THE HUMAN RIGHT TO WATER ENTITLES EVERYONE TO SUFFICIENT, SAFE, ACCEPTABLE, PHYSICALLY ACCESSIBLE AND AFFORDABLE WATER FOR PERSONAL AND DOMESTIC USES.

UN COMMITTEE ON ECONOMIC, SOCIAL AND CULTURAL RIGHTS

Because the village of Sousiya is not connected to the water network, residents rely on cisterns that harvest rainwater.

Yet every time villagers build cisterns, Israeli authorities demolish them. They even confiscated the 10 water tanks which humanitarian agencies donated to provide relief for their demolished cisterns.

As a result, they are forced to buy expensive tankered water, leaving the average household to spend one-third of its income on water.

Water is a human right that is indispensable for human dignity and the pursuit of other human rights.

But whilst Israeli authorities extract groundwater from below the Palestinians to fill Israeli swimming pools, irrigate Israeli landscapes and water Israeli lawns, it forbids Palestinians from tapping into it themselves.

It also restricts how much water the Palestinians can buy back, charging them around 3 times more than what it charges Israelis. It also shuts off water supplies to the Palestinians for days and weeks at a time.

As a result, Palestinians have to buy tankered water at exorbitant rates and collect rainwater in cisterns, despite storage conditions making for poor quality water.

Israeli authorities forbid Palestinians from upgrading their water infrastructure (which leaks about 30% of its supply) and they frequently demolish Palestinian water infrastructure, which it then forbids them from rebuilding.

For farmers, this deprivation means giving up on agricultural cultivation en masse (which Israeli authorities can then use as an excuse to expropriate the land).

For families, this means resorting to coping strategies like:

  • Buying water from unsafe sources.
  • Flushing toilets less frequently.
  • Washing less regularly and fully, using a jug to limit water used.
  • Washing clothes and floors as infrequently as possible.
  • Hand-washing using a small quantity of water instead of a washing machine.
  • Only growing rain-fed crops in home gardens or not keeping a home garden at all.
  • Keeping fewer animals or none at all.

The net result is deliberately intended unhygienic and unsanitary conditions.

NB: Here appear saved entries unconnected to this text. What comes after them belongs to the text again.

PR #55, opened 2021-02-08
DOCSP-9555: indexes

terakilobyte:
## Pull Request Info

Adding coverage for indexes. A link to the builders page will be added as part of that PR.

### Issue JIRA link:
https://jira.mongodb.org/browse/DOCSP-9555

https://docs-mongodbcom-staging.corp.mongodb.com/1bf9dff/java/docsworker-xlarge/DOCSP-9555/fundamentals/indexes/

### Self-Review Checklist

### DIFF
--- a/source/fundamentals/indexes.txt
+++ b/source/fundamentals/indexes.txt
@@ -16,7 +16,7 @@ Overview
 --------
 
 Indexes support the efficient execution of queries in MongoDB. Without indexes, MongoDB must scan *every* document in a
-collection (a *collection scan*) to find the documents that match each query. These collection scans are slow and can
+collection (a **collection scan**) to find the documents that match each query. These collection scans are slow and can
 negatively affect the performance of your application. If an appropriate index exists for a query, MongoDB can use the
 index to limit the number of documents it must inspect.
 
@@ -31,28 +31,26 @@ When you execute a query against MongoDB, your command can include various eleme
 - projection criteria to specify the fields MongoDB should return (optional)
 - sort criteria to specify the order documents will be returned from MongoDB (optional)
 
-When all the fields specified in the query, projection, and sort are indexed, MongoDB returns results
-directly from the index without scanning any documents in the collection or loading them into memory.
+When all the fields specified in the query, projection, and sort are indexed, MongoDB returns results directly from the
+index without scanning any documents in the collection or loading them into memory, also called a **covered query**.
 
 .. important:: Sort Order
 
-   Set your sort criteria to match or invert the order that you specified the index.
+   Sort criteria must match or invert the order of the index.
 
-   .. example::
+   Consider an index on the fields "name" in ascending order (A-Z), "age" in descending order (9-0):
 
-      Consider an index on the fields "name" in ascending order (A-Z), "age" in descending order (9-0):
+   .. code-block:: json
 
-      .. code-block:: json
+      name_1_age_-1
 
-         name_1_age_-1
+   MongoDB would use this index when you sort your data by either:
 
-      MongoDB would use this index when you sort your data by either:
+   - "name" ascending, "age" descending
+   - "name" descending, "age" ascending
 
-      - "name" ascending, "age" descending
-      - "name" descending, "age" ascending
-
-      Specifying a sort order of "name" and "age" ascending or "name" and "age" descending would require an in-memory
-      sort.
+   Specifying a sort order of "name" and "age" ascending or "name" and "age" descending would require an in-memory
+   sort.
 
 For additional information on how to ensure your index covers your query criteria and projection, see the MongoDB manual
 articles on :manual:`query coverage </core/query-optimization/#read-operations-covered-query>`.
@@ -111,19 +109,25 @@ The following example creates an index in ascending order on the ``title`` field
 
 .. common-content-end
 
+.. driver-content-begin
 .. literalinclude:: /includes/fundamentals/code-snippets/IndexPage.java
    :language: java
    :dedent:
    :start-after: begin single index
    :end-before: end single index
+.. driver-content-end
 
 The following is an example of a query that would be covered by the index created above:
 
+.. driver-content-begin
 .. literalinclude:: /includes/fundamentals/code-snippets/IndexPage.java
    :language: java
    :dedent:
    :start-after: begin covered single query
    :end-before: end covered single query
+.. driver-content-end
+
+.. common-content-begin
 
 See the MongoDB server manual section on :manual:`single field indexes </core/index-single>` for more information.
 
@@ -135,7 +139,9 @@ for *multiple* fields of a document. You must specify the direction (ascending o
 index.
 
 The following example creates a compound index on the ``type`` and ``rated`` fields:
+.. common-content-end
 
+.. driver-content-begin
 .. literalinclude:: /includes/fundamentals/code-snippets/IndexPage.java
    :language: java
    :dedent:
@@ -149,7 +155,9 @@ The following is an example of a query that would be covered by the index create
    :dedent:
    :start-after: begin covered compound query
    :end-before: end covered compound query
+.. driver-content-end
 
+.. common-content-begin
 
 See the MongoDB server manual section on :manual:`Compound indexes </core/index-compound>` for more information.
 
@@ -162,6 +170,8 @@ an array value. You can define a multikey index using the same syntax as a singl
 The following example creates a compound, multikey index on the ``rated``, ``genres`` (an array of Strings), and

Water runs into our house only once or twice a week. Yet we receive so little of it that we can hardly store some in our water tanks.

Rayqa al-Malalha

Water pipelines that transmit water to Israeli settlements in the area surrounding Khirbet al-Hadidiyya are near our houses, but we are not allowed to access a single drop of the water they transport.

Abdul Rahim Hussein Bisharat

We wash the dishes in a bucket and save the water for the toilet. I constantly worry that someone will go to the toilet, because I have to figure out where to get the water. I tell the children to use the toilet at school before they come home.

Aminah Jabarin

When I arrived, they had already finished destroying the well. "Why have you done this?" I asked a soldier. Another soldier hit me with a black baton on my right shoulder. Destruction of my well consequently caused damage to the crops I had cultivated.

‘Umar Saleh ‘Abed

The water we get is salty and unfit for drinking. Sometimes it even smells bad. We use it only to clean the house and do dishes and laundry, but nothing ever feels really clean. The clothes sometimes smell bad and get stained. The water also ruins the washing machine.

Ibtesam Kheir a-Din

Water is always on our minds and it demands organization and planning. Sometimes, I imagine what it would be like if we had a water pipe like everybody else does. I don’t think about this a lot, because it won't happen, and we have no control over it. This is the way we live.